Rabu, 25 Juli 2018

Budaya Karapan Kelinci Yang Berada di Desa Campor



Budaya memang menjadi salah satu icon atau ciri khas dari suatu dearah yang paling menarik untuk dilestarikan, dengan cara menggelar budaya dalam setiap minggunya desa campor mengadakan budaya karapan kelinci yang diikuti oleh ratusan warga dari berbagai dusun yang ada Didesa Campor. dengan antusias warga sekitar juga sangat menyukai adanya budaya baru dari Budaya Karapan Sapi menjadi Karapan Kelinci dengan memiliki alasan dari warga sekitar bahwa biaya perawatan dalam budaya karapan sapi lebih membutuhkan biaya yang lebih besar dalam perawatan karapan sapi sedangkan dalam perawatan karapan kelinci hanya mebutuhkan biaya yang relatif jauh lebih sedikit atau lebih murah dalam perawatannya. Dan juga biaya pendaftaran dalam karapan kelinci hanya dengan biaya sebesar Rp. 50.000 dengan jumlah Hadiah yang nominalnya besar seperti hadiah utamanya ialah sepeda motor juga terdapat hadiah hiburan yang lain.

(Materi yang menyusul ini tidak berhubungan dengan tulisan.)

PR #3553, opened 2023-11-13
Implement simple API endpoint to test Widget flow

robinandeer:
## Checklist before requesting a review

- [ ] I have performed a self-review of my code

PR #3555, opened 2023-11-13
GEN-1455 | Initialize Widget from flow route

robinandeer:
Co-authored by @alebedev

## Describe your changes

- Setup new route to initialize widget from a CMS "widgetFlow" story

- Use new "shopSessionCreatePartner" mutation

- Fix `isWidgetFlowStory` helper

- Define single entry point for widget initialization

Kegiatan karapan kelinci ini diadakan pada setiap minggu dengan arena karapan kelinci yang berpindah-pindah dari dusun yang satu ke dusun yang lain. Kelinci-kelinci yang diikut sertakan dalam karapan kelinci ini sebelumnya di latih terlebih dahulu agar bisa berlari dengan kencang saat lomba karapan kelinci dimulai. Banyak sekali antusisame warga dalam mengikuti ajang lomba karapan kelinci ini dari yang tua hingga ke yang paling muda.